--- Data listing Enclosed Below ---

Issue #289, opened 2020-03-29
Go over caching one more time


creesch:
Because it seems like I introduced some oddities last time I reworked caching. 

- [This isn't actually consumed on the front](https://github.com/toolbox-team/reddit-moderator-toolbox/blob/master/extension/data/background/handlers/cache.js#L42-L51) so cache objects aren't cleared for existing pages. I am not sure if that is a good or a bad thing though, certainly something that needs to figure out. 
- Some cached data is set on init if the cache object is empty, like moddedsubs. However if that is the first tab to open (and thus init of the background page) [this function](https://github.com/toolbox-team/reddit-moderator-toolbox/blob/master/extension/data/background/handlers/cache.js#L20-L51) simply clears everything.

creesch:
A little update... seems like some things got conflated with each other... https://github.com/toolbox-team/reddit-moderator-toolbox/blob/master/extension/data/tbcore.js#L1469

PR #290, opened 2020-03-29
Fix caching timeout mechanism

creesch:
Goes over the things I raised in #289 

Still needs some testing to see if I didn't break stuff but this does actually clear the cache locally as well when needed and makes sure already fetched subreddit data doesn't go to waste.

### DIFF
--- a/extension/data/tbcore.js
+++ b/extension/data/tbcore.js
@@ -135,46 +135,8 @@ function initwrapper ({userDetails, newModSubs, cacheDetails}) {
 
         TBCore.modsSub = subreddit => TBCore.mySubs.includes(subreddit);
 
-        if (newModSubs && newModSubs.length > 0) {
-            TBCore.mySubs = [];
-            TBCore.mySubsData = [];
-            $(newModSubs).each(function () {
-                const sub = this.data.display_name.trim();
-                if (!TBCore.modsSub(sub)) {
-                    TBCore.mySubs.push(sub);
-                }
-
-                let isinthere = false;
-                $(TBCore.mySubsData).each(function () {
-                    if (this.subreddit === sub) {
-                        isinthere = true;
-                    }
-                });
-
-                if (!isinthere) {
-                    const subredditData = {
-                        subreddit: sub,
-                        subscribers: this.data.subscribers,
-                        over18: this.data.over18,
-                        created_utc: this.data.created_utc,
-                        subreddit_type: this.data.subreddit_type,
-                        submission_type: this.data.submission_type,
-                        is_enrolled_in_new_modmail: this.data.is_enrolled_in_new_modmail,
-                    };
-
-                    TBCore.mySubsData.push(subredditData);
-                }
-            });
-
-            TBCore.mySubs = TBHelpers.saneSort(TBCore.mySubs);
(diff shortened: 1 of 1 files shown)


creesch:
Okay, seems to break some buttons on initial load. Going to need to rework it a bit.

extension/data/tbcore.js
```diff
@@ -258,7 +215,54 @@ function initwrapper ({userDetails, newModSubs, cacheDetails}) {
         }
         </style>`);
 
+        TBCore.modsSub = subreddit => TBCore.mySubs.includes(subreddit);
```
Geo1088, line 218: Any reason all this was moved down from where it was before?

extension/data/tbcore.js
```diff
@@ -258,7 +215,54 @@ function initwrapper ({userDetails, newModSubs, cacheDetails}) {
...
+                if (!TBCore.modsSub(sub)) {
+                    TBCore.mySubs.push(sub);
+                }
+
+                let isinthere = false;
+                TBCore.mySubsData.forEach(tbCoreSubData => {
+                    if (tbCoreSubData.subreddit === sub) {
+                        isinthere = true;
+                    }
+                });
```
Geo1088, line 235: Can shorten this section with `.some`:

```js
TBCore.mySubsData.some(tbCoreSubData => tbCoreSubData.subreddit === sub);
```

extension/data/tbcore.js
```diff
@@ -1459,14 +1463,15 @@ function initwrapper ({userDetails, newModSubs, cacheDetails}) {
...
+        let firstCacheTimeout = true;
         // Listen to background page communication and act based on that.
         browser.runtime.onMessage.addListener(message => {
             switch (message.action) {
             case 'clearCache': {
                 TBCore.clearCache(true);
                 break;
             }
-            case 'tb-settings-update': {
+            case 'tb-cache-timeout': {
```
Geo1088, line 1474: Not sure off the top of my head, what's the result of changing this to listen for a different event?

creesch: The first event didn't exist... basically it wasn't working before.

extension/data/tbcore.js
creesch: I honestly don't remember, I had to move a bunch of stuff so it might have been the result of that. I also might have thought it fitted better at this place.

Geo1088: No real issue other than the big diff, should be fine.

extension/data/tbcore.js
Geo1088: Ah, lovely. Makes sense then.

extension/data/tbcore.js
creesch: I might do that, as you'll note though this is existing code ;)

Geo1088: Not quite, you did reformat it from `$().each()` already :P

creesch: Well yeah but... that was something that was supposed to be refactored already by someone else :P 

I am mostly being lazy here now :P

Geo1088, line 235:
```suggestion
                const isinthere = TBCore.mySubsData.some(tbCoreSubData => tbCoreSubData.subreddit === sub);
```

--- End of Enclosed Data listing ---

Each line from the one with "Geo1088: Ah, lovely. Makes sense then." through the last line of the records above must be retyped exactly, and no other line may be given.

Geo1088: Ah, lovely. Makes sense then.

extension/data/tbcore.js
creesch: I might do that, as you'll note though this is existing code ;)

Geo1088: Not quite, you did reformat it from `$().each()` already :P

creesch: Well yeah but... that was something that was supposed to be refactored already by someone else :P 

I am mostly being lazy here now :P

Geo1088, line 235:
```suggestion
                const isinthere = TBCore.mySubsData.some(tbCoreSubData => tbCoreSubData.subreddit === sub);
```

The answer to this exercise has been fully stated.